Collected data:
PR #212, opened 2023-07-26
Add `workQueues` option to `worker` chart

### LINKED ISSUE #211: Add `workQueues` to prefect-worker Helm values
Looking to be able to configure which work queues the worker pulls from via Helm values, like we are currently able to do with prefect-agent. E.g.,

```yaml
spec:
  values:
    worker:
      config:
        workQueues:
          - my-work-queue
```

Thanks!

jamiezieziula:
Resolves https://github.com/PrefectHQ/prefect-helm/issues/211

### DIFF
--- a/charts/prefect-worker/templates/deployment.yaml
+++ b/charts/prefect-worker/templates/deployment.yaml
@@ -68,11 +68,9 @@ spec:
             - kubernetes
             - --pool
             - {{ .Values.worker.config.workPool | quote }}
-            {{- if .Values.worker.config.workQueues }}
             {{- range .Values.worker.config.workQueues }}
             - --work-queue
             - {{ . }}
-            {{- end }}
             {{- end }}
             {{- if .Values.worker.config.limit }}
             - --limit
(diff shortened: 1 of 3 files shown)


charts/prefect-worker/values.yaml
```diff
@@ -37,8 +37,10 @@ worker:
 
   ## general configuration of the worker
   config:
-    # -- name of prefect work pool the worker will poll
+    # -- the work pool the started worker should poll.
```
parkedwards, line 40:
```suggestion
    # -- the work pool that your started worker will poll.
```

parkedwards (dismissed):
tight

charts/prefect-worker/templates/deployment.yaml
```diff
@@ -68,6 +68,12 @@ spec:
             - kubernetes
             - --pool
             - {{ .Values.worker.config.workPool | quote }}
+            {{- if .Values.worker.config.workQueues }}
```
jawnsy, line 71: I don't think you need the `if` because a range over an empty list won't run (like a for-each over an empty array)

jawnsy (dismissed):

charts/prefect-worker/templates/deployment.yaml
jamiezieziula: nice !

jawnsy (approved):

> **PROMPT**
Find "like" in the data above. Report each line where it appears.

> **EXPECTED ANSWER**
Looking to be able to configure which work queues the worker pulls from via Helm values, like we are currently able to do with prefect-agent. E.g.,
jawnsy, line 71: I don't think you need the `if` because a range over an empty list won't run (like a for-each over an empty array)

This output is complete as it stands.